PR #1432, opened 2020-10-28
Clang 11 support

offa:
Update of the clang build to latest version and missing overrides added.


basvodde:
Wow, that sucks.

Still, thanks! :)

PR #1433, opened 2020-11-13
Errors for string comparisons to show non-printable control characters as C escape codes

jgonzalezdr:
When a string comparison (e.g. STRCMP_EQUAL) fails and the string contains non-printable characters (newlines, tabs, or even worse, ANSI color escape codes!) it's a mess to locate in the error log exactly where the comparison failed.

To avoid this, this PR makes cpputest replace non-printable characters with their corresponding C escape cores when printing the error log, making it easier to compare both strings.

### DIFF
--- a/src/CppUTest/SimpleString.cpp
+++ b/src/CppUTest/SimpleString.cpp
@@ -422,6 +422,64 @@ void SimpleString::replace(const char* to, const char* with)
         setInternalBufferAsEmptyString();
 }
 
+SimpleString SimpleString::printable() const
+{
+    const char* shortEscapeCodes[] =
+    {
+        "\\a",
+        "\\b",
+        "\\t",
+        "\\n",
+        "\\v",
+        "\\f",
+        "\\r"
+    };
+
+    size_t str_size = size();
+    size_t new_str_size = str_size;
+
+    for (size_t i = 0; i < str_size; i++)
+    {
+        unsigned char c = (unsigned char) buffer_[i];
+        if ((c >= 0x07) && (c <= 0x0D))
+        {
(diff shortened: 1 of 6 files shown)


src/CppUTest/SimpleString.cpp
```diff
@@ -422,6 +422,64 @@ void SimpleString::replace(const char* to, const char* with)
...
+        "\\r"
+    };
+
+    size_t str_size = size();
+    size_t new_str_size = str_size;
+
+    for (size_t i = 0; i < str_size; i++)
+    {
+        unsigned char c = (unsigned char) buffer_[i];
+        if ((c >= 0x07) && (c <= 0x0D))
```
basvodde, line 444: Can you extract this if in a separate method so it is more clear what this is about... and to remove the duplication with the if below?

jgonzalezdr: I don't get your intention. Do you mean that you'd like the if conditions to be extracted as separate methods (like `if (hasShortEscapeCode(c)) ...`? Or do ypu want the if/else if/else statements to be extracted to a couple of methods like `adjustPrintableSize()`/`writePrintableChar` and in this method just keep the two loops calling these methods?

basvodde: Start with extracting the condition as they are and cryptic and duplicate. If the function is too long, we can look at extracting other parts too.

jgonzalezdr: What do you think about the new refactoring?

basvodde:
Much better. Still a bit large... but good enough for now. Tnx!

PR #1442, opened 2020-12-27
Fix reference to CMakeLists.txt (add missing s)

fazl:
There is no CMakeList.txt file so I guess it was a typo on line 37..

### DIFF
--- a/README.md
+++ b/README.md
@@ -34,7 +34,7 @@ You can use `make install` if you want to install CppUTest system-wide
 You can also use CMake, which also works for Windows Visual Studio.
 
 * Download latest version
-* cmake CMakeList.txt
+* cmake CMakeLists.txt
 * make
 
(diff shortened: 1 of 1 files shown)


basvodde:
Thanks!

fazl:
Believe it or not, after I installed cygwin and  g++ and tried building
cpputest, I wasted a lot of time before I learned that I was missing both
make and pkg-config that were needed to build it... Doh!  Not sure how best
to protect other new users from such simple problems.

Would probably be good if the cmake or the autoconf approaches would detect
this and warn?

Apparently the pkg-config need is a cygwin specific thing, but I'm not
certain about that...

Hope this is useful feedback!

Kindest regards, Fazl
Help prevent spam by using the BCC field -
http://lmgtfy.com/?q=how+to+use+bcc

PR #1444, opened 2021-01-20
filterGcov.sh fails if your filename or path contains "File"

cfr-mir:
If you filename contains "File" like ....configFile.c
The filter removes the whole file name minus ".c".
This inhibits the html output to access the coverage file.


basvodde:
Fascinating :)

Thanks for fixing that.

PR #1447, opened 2021-02-01
Add missing clang check

### LINKED ISSUE #1445: Compiler warning when building library with g++ on Ubuntu
Hello! When building cpputest with g++ 9.3.0 on Ubuntu 20.04 and enabling -Wundef I get the following warning

```
warning:
../libs/cpputest/src/Platforms/Gcc/UtestPlatform.cpp:178:8: warning: "clang_major" is not defined, evaluates to 0 [-Wundef]
178 | #if !((clang_major == 3) && (clang_minor == 0))
```
I wonder if there is an` #ifdef __clang__` missing in UtestPlatform.cpp?

spacer12345:
There is a check for a clang version that is not guarded by a check if clang is defined. This MR adds this guard otherwise there is a compiler warning for compiling with g++ and -Wundef.

Fixes #1445


basvodde:
Thanks!

Issue #1449, opened 2021-02-08
Update this project for the addition of CppUTest to Conan Center


claremacrae:
Now that CppUTest is in Conan Center, what updates should be made to this repo?

Options:

* [x] Document how to consume the package, in CMake and possible other generators too
* [ ] Document what needs to be done in conan-center-index to add any future new releases of this project

claremacrae:
See the related ticket: https://github.com/cpputest/conan-cpputest/issues/22

offa:
> Document what needs to be done in conan-center-index to add any future new releases of this project

I don't see this as part of the CppuTest project. Additionally, Conan Center provides related docs already.

claremacrae:
> > Document what needs to be done in conan-center-index to add any future new releases of this project
> 
> I don't see this as part of the CppuTest project. Additionally, Conan Center provides related docs already.

OK, that's a fair point... Perhaps instead a reminder that when a new release is done, the recipe in Conan-center-index should be updated...

The text I would have added would mainly have said to follow Conan's PR procedure add the new version to these two files:

* https://github.com/conan-io/conan-center-index/blob/master/recipes/cpputest/config.yml
* https://github.com/conan-io/conan-center-index/blob/master/recipes/cpputest/all/conandata.yml

offa:
I'm working on a conan example for the readme.

Btw. huge thanks to you @claremacrae for getting CppUtest into conan-center.

claremacrae:
> I'm working on a conan example for the readme.

Oh that's great news - thanks very much!

> Btw. huge thanks to you @claremacrae for getting CppUtest into conan-center.

You're very welcome... it took some persistence, but I learned a lot along the way! 😄

bryceschober:
I was going to suggest that we should add a conan badge to CppUTest... but it seems that maybe that isn't yet supported.

offa:
> I was going to suggest that we should add a conan badge to CppUTest... but it seems that maybe that isn't yet supported.

Already added a few minutes ago. But yeah, no official one available yet.

offa:
I've updated to badge, it shows the current version now.

claremacrae:
What remains on this is to decide if/how to write up how to update the files in Conan-center-index when new releases of this project are made...

There was a discussion about about whether to do this - and what it might say.

[...]

PR #1450, opened 2021-02-08
Conan doc

offa:
Adds a basic example of how to consume the library through Conan (#1449).

I have cleaned up the shields; can be reverted if the old format was better.


offa:
@claremacrae I have updated to link to point to conan center (again).

basvodde:
Thanks!

PR #1454, opened 2021-03-02
make test shows test binary return codes

### LINKED ISSUE #1443: `make test` hides nonzero return codes
I recently learned that if you make a test case that divides by 0 the test binary will crash, which is to be expected.
The problem is that `make test` returns 0 (meaning success), and the only difference while glancing at the output is that the green `OK` was replaced by an uncoloured `Floating point exception` that just blends in with the other uncoloured text.

Returning 0 here is quite suboptimal, I'd really like any nonzero return code and maybe even some red text.

I run tests via `make test` (or in CI by having `junit: CPPUTEST_EXE_FLAGS := $(CPPUTEST_EXE_FLAGS) -o junit` and running `make junit`)

I'm running cpputest from [master from a few weeks ago](https://github.com/cpputest/cpputest/commit/887621db6c7cb6a9bd25e6fee90be22b352b296c).
I did check current master and it does the same thing.

Proposed fix approach:
In `MakefileWorker.mk` change the test and vtest targets to be something along the lines of
```
TEST_RETURN_CODE=/tmp/foo
test: $(TEST_TARGET)
        ($(RUN_TEST_TARGET); echo $$? > $(TEST_RETURN_CODE)) | tee $(TEST_OUTPUT)
        @ret=$$(cat $(TEST_RETURN_CODE)); rm $(TEST_RETURN_CODE); if [ "$$ret" -ne 0 ]; then echo "$$(tput setaf 1)$(TEST_TARGET) returned $${ret}$$(tput sgr0)"; fi; exit $$ret
```
I don't like the hardcoded filename or how hard the shell script is to read, but it's working on my debian machine and a coworkers cygwin.

mtfurlan:
Previously if your tests segfaulted, `make test` would return
successfully, and print a simple warning in white text mixed in with all
the other output.
This checks the return code from the test binary and prints a warning if
it's nonzero.

Closes #1443

### DIFF
--- a/build/MakefileWorker.mk
+++ b/build/MakefileWorker.mk
@@ -494,11 +494,14 @@ $(TARGET_LIB): $(OBJ)
 	$(SILENCE)$(AR) $(ARFLAGS) $@ $^
 	$(SILENCE)$(RANLIB) $@
 
+TEST_RUN_RETURN_CODE_FILE:=$(shell mktemp /tmp/cpputestResult.XXX)
 test: $(TEST_TARGET)
-	$(RUN_TEST_TARGET) | tee $(TEST_OUTPUT)
+	($(RUN_TEST_TARGET); echo $$? > $(TEST_RUN_RETURN_CODE_FILE)) | tee $(TEST_OUTPUT)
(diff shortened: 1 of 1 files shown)


basvodde:
So far so good. I'll merge this as soon as the daily cron build is green again. That is being worked on in another PR thread

PR #1457, opened 2021-03-02
Fix clang version check and remove clang 12 warning

### LINKED ISSUE #1456: Clang version checking bugs
I saw an error `/bin/sh: 1: [[: not found` and traced it to how `CLANG_VERSION_NUM_GT_700` is getting set.
Turns out the entire clang version checking stuff doesn't work on my system.

A sampling of the output of `clang++ -v 2>&1 | head -n1`:
* my debian buster with clang from apt:
  * `clang version 7.0.1-8+deb10u2 (tags/RELEASE_701/final)`
* coworkers macs with clang from xcode:
  * `Apple clang version 11.0.3 (clang-1103.0.32.62)`
  * `Apple clang version 12.0.0 (clang-1200.0.32.2)`
* [random ubuntu people](https://askubuntu.com/questions/561750/how-i-know-what-version-of-clang-i-have-installed):
  * `Ubuntu clang version 3.5-1ubuntu1 (trunk) (based on LLVM 3.5)`
  * `Ubuntu clang version 11.0.0-++20200916113328+8f2c29681ce-1~exp1~20200916094014.99`

`CLANG_VERSION` is set by putting that through [`grep -o 'clang-[0-9][0-9][0-9]*.'`](https://github.com/cpputest/cpputest/blob/master/build/MakefileWorker.mk#L205)
In the end, `CLANG_VERSION_NUM` has `1103` on my coworkers mac, empty for my debian, and empty for the ubuntu strings.

The best idea I have is replace the grep with
`sed -n 's/.* \([0-9]*\.[0-9]*\.[0-9]*\).*/\1/p' | sed 's/\.//g'`
Works for everything except the first ubuntu example, which is from before 7, so the end check of "is it greater than 7.0.0" will be false, which is correct.

Also, clang 12 added `-Wno-poison-system-directories`, so it would be cool if we could add a second check for that.

Going back to the reason I was looking at this, on my debian  `$(shell whatever)` runs whatever with sh, not bash, and sh doesn't believe in `[[`.
`[` does support `-ge` though, so I don't see any reason not to change
```diff
-CLANG_VERSION_NUM_GT_700 := $(shell [[ $(CLANG_VERSION_NUM) -ge 700 ]] && echo Y)
+CLANG_VERSION_NUM_GT_700 := $(shell [ "$(CLANG_VERSION_NUM)" -ge 700 ] && echo Y)
```

mtfurlan:
The clang version check in build/MakefileWorker.mk only worked for apple
clang, so this changes the version checking to work with apple, debian,
and ubuntu clang version strings.

Additionally, clang 12 added -Wpoison-system-directories, which warns if
you if you include stuff from /usr/local/include when doing a cross
compile.
Apple clang thinks it's always doing a cross compile for some reason, so
that always complains.

Closes #1456

### DIFF
--- a/build/MakefileWorker.mk
+++ b/build/MakefileWorker.mk
@@ -201,16 +201,22 @@ ifeq ($(COMPILER_NAME),$(CLANG_STR))
 	CPPUTEST_CXX_WARNINGFLAGS += -Weverything -Wno-disabled-macro-expansion -Wno-padded -Wno-global-constructors -Wno-exit-time-destructors -Wno-weak-vtables -Wno-old-style-cast -Wno-c++11-long-long -Wno-c++98-compat-pedantic -Wno-reserved-id-macro -Wno-keyword-macro
 	CPPUTEST_C_WARNINGFLAGS += -Weverything -Wno-padded
 
-# Clang "7" or newer (Xcode 7 or newer command-line tools) introduced new warnings by default that don't exist on previous versions of clang and cause errors when present.
-CLANG_VERSION := $(shell echo $(CC_VERSION_OUTPUT) | grep -o 'clang-[0-9][0-9][0-9]*.')
-CLANG_VERSION_NUM := $(subst .,,$(subst clang-,,$(CLANG_VERSION)))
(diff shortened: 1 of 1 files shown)


basvodde:
Thanks!

PR #1462, opened 2021-04-20
fix project page link

eugeniomiro:
Just tried to open this link and found it broken so fixed it with a working one, hope that helps


eugeniomiro:
I don't think those failed tests are mine but let me know if there's anything I can do with it

basvodde:
Indeed, it seems the new docker policy is causing the build to fail. That is very interesting... 

Thanks for your contribution!

PR #1470, opened 2021-06-18
Change TestCase to TestSuite in GTestConvertor

mickeykkim:
This commit changes references of testing::TestCase to testing::TestSuite in GTestConvertor.h. This is necessary to update Google Test integration to the latest version.

### DIFF
--- a/include/CppUTestExt/GTestConvertor.h
+++ b/include/CppUTestExt/GTestConvertor.h
@@ -54,7 +54,7 @@ class GTestFlagsThatAllocateMemory;
 
 namespace testing {
     class TestInfo;
-    class TestCase;
+    class TestSuite;
     class Test;
 }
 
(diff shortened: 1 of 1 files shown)


NikosZampelis:
Please check lines 130 and 142 if you have the time... the GTEST_FLAG(internal_run_death_test) calls need further updates. I guess with the GTestFlagSaver class.

basvodde:
I think I cannot merge this as it is now. I want to, but we currently support GTest 1.4-1.7 and, as far as I can see, this change breaks the support for the previous versions. So, the changes will need to be in a new #ifdef (unfortunately). Or am I wrong about that?

NikosZampelis:
@basvodde Unfortunately, you are correct. This would break older versions without #ifdefs. This PR needs to also be updated further as it does not update Google Test integration with the latest Google Test version. My previous comment is an example of the differences.
Note: Currently GTest is in version 1.11. Do you want to consider dropping support for older versions at some point?

basvodde:
We do not really want to stop the support of earlier versions. CppUTest is often used in large-embedded products and they are often stuck on an old version of a tool (or framework) and have trouble changing that. In order to help with that, we try to support as much old compilers/framework as possible. It also restricts the C++ that is used in building CppUTest

PR #1473, opened 2021-07-03
Fix compile gcc from cygwin

arthurbiancarelli:
By letting CMake handle the windows library suffix (.lib or .a)

_First contribution Hope requirements are met_


basvodde:
Thanks

PR #143, opened 2019-10-28
allows to call CFns by http in dev mode

curlup:
acc by https://github.com/CIMAC-CIDC/cidc-cloud-functions/pull/63

### DIFF
--- a/cidc_api/config/settings.py
+++ b/cidc_api/config/settings.py
@@ -19,7 +19,7 @@ TESTING = environ.get("TESTING") == "True"
 ## End application environment config
 
 ## Configure Dev CFn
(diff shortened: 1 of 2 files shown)


cidc_api/config/settings.py
```diff
@@ -18,6 +18,10 @@
 TESTING = environ.get("TESTING") == "True"
 ## End application environment config
 
+## Configure Dev CFn
+CFNS_HTTP = environ.get("CFNS_HTTP")
```
jacoblurye: I might call this `DEV_FUNCTIONS_SERVER` or similar instead, since (as I understand it) that's what value will be stored in this environment variable.

PR #145, opened 2019-10-29
Use PreconditionFailed and fix user agent strings bug

jacoblurye:
This PR fixes an unsafe `.split('/')` operation introduced in #142 that is currently causing all requests from browsers to the API to fail.

Also, this updates HTTP responses based on how out-of-date the requesting CLI is.

### DIFF
--- a/cidc_api/auth.py
+++ b/cidc_api/auth.py
@@ -7,7 +7,7 @@ import requests
 from eve.auth import TokenAuth
 from jose import jwt
 from flask import _request_ctx_stack, request, current_app as app
-from werkzeug.exceptions import Unauthorized, BadRequest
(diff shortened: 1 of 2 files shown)


cidc_api/auth.py
```diff
@@ -7,7 +7,12 @@
 from eve.auth import TokenAuth
 from jose import jwt
 from flask import _request_ctx_stack, request, current_app as app
-from werkzeug.exceptions import Unauthorized, BadRequest
+from werkzeug.exceptions import (
+    Unauthorized,
+    BadRequest,
+    PreconditionFailed,
+    InternalServerError,
```
curlup: unneeded import?

PR #148, opened 2019-10-29
More human friendly "Signature has expired" error reporting.

curlup:


cidc_api/auth.py
```diff
@@ -257,7 +257,7 @@ def decode_id_token(self, token: str, public_key: dict) -> dict:
                 options={"verify_at_hash": False},
             )
         except jwt.ExpiredSignatureError as e:
-            raise Unauthorized(str(e))
+            raise Unauthorized(f"{e}. Try log in again with cidc login.")
```
jacoblurye:
```suggestion
            raise Unauthorized(f"{e} Obtain a new login token from the CIDC Portal, then try logging in again.")
```

PR #156, opened 2019-11-06
Generate templates on startup

jacoblurye:
Now, the API generates empty schemas templates on application startup and serves them from the `/info/templates/...` endpoint.

Accompanying UI changes to come.

### DIFF
--- a/cidc_api/services/info.py
+++ b/cidc_api/services/info.py
@@ -1,6 +1,5 @@
 """Endpoints providing info related to this API"""
 import os
-import re
 
 from flask import Blueprint, jsonify, current_app as app, send_file
 from werkzeug.exceptions import NotFound, BadRequest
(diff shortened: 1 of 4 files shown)


cidc_api/services/info.py
```diff
@@ -30,3 +34,32 @@ def manifests():
...
+
+@info_api.route("templates/<template_family>/<template_type>", methods=["GET"])
+def templates(template_family, template_type):
+    """
+    Return the empty Excel template file for the given 
+    `template_family` (e.g., manifests, metadata) and 
+    `template_type` (e.g., pbmc, olink).
+    """
+    # Check that both strings are alphabetic
+    if not alphabetic.match(template_family):
```
curlup:
```
%%timeit a = re.compile(r"^[a-zA-Z]*$")
  a.match('rnaseq')
313 ns ± 8.54 ns per loop (mean ± std. dev. of 7 runs, 1000000 loops each)

%timeit 'rnaseq'.isalpha()
57.5 ns ± 0.459 ns per loop (mean ± std. dev. of 7 runs, 10000000 loops each)
```

jacoblurye: No kidding!

PR #159, opened 2019-11-07
Update response to set extra_metadata=None as default

roshni-b:
* Updated response to set extra_metadata = None as default
* Update WES upload test to assert that extra_metadata is None, while Olink upload test asserts that extra_metadata is a dict

### DIFF
--- a/tests/services/test_ingestion.py
+++ b/tests/services/test_ingestion.py
@@ -415,6 +415,7 @@ def test_upload_wes(app_no_auth, test_user, db_with_trial_and_user, db, monkeypa
     assert "url_mapping" in res.json
     url_mapping = res.json["url_mapping"]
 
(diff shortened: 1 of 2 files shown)


tests/services/test_ingestion.py
```diff
@@ -413,9 +413,13 @@ def test_upload_wes(app_no_auth, test_user, db_with_trial_and_user, db, monkeypa
     )
     assert res.json
     assert "url_mapping" in res.json
-
     url_mapping = res.json["url_mapping"]
 
+    # WES assay does have any extra_metadata files
```
jacoblurye:
```suggestion
    # WES assay does not have any extra_metadata files, but its (and every assay's) response 
    # should have an extra_metadata field.
```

* * *

Aim of the task >> Lines from the one containing "jacoblurye: No kidding!" through the last line of the data above are the only output wanted; restate them exactly.

Reply >>
jacoblurye: No kidding!

PR #159, opened 2019-11-07
Update response to set extra_metadata=None as default

roshni-b:
* Updated response to set extra_metadata = None as default
* Update WES upload test to assert that extra_metadata is None, while Olink upload test asserts that extra_metadata is a dict

### DIFF
--- a/tests/services/test_ingestion.py
+++ b/tests/services/test_ingestion.py
@@ -415,6 +415,7 @@ def test_upload_wes(app_no_auth, test_user, db_with_trial_and_user, db, monkeypa
     assert "url_mapping" in res.json
     url_mapping = res.json["url_mapping"]
 
(diff shortened: 1 of 2 files shown)


tests/services/test_ingestion.py
```diff
@@ -413,9 +413,13 @@ def test_upload_wes(app_no_auth, test_user, db_with_trial_and_user, db, monkeypa
     )
     assert res.json
     assert "url_mapping" in res.json
-
     url_mapping = res.json["url_mapping"]
 
+    # WES assay does have any extra_metadata files
```
jacoblurye:
```suggestion
    # WES assay does not have any extra_metadata files, but its (and every assay's) response 
    # should have an extra_metadata field.
```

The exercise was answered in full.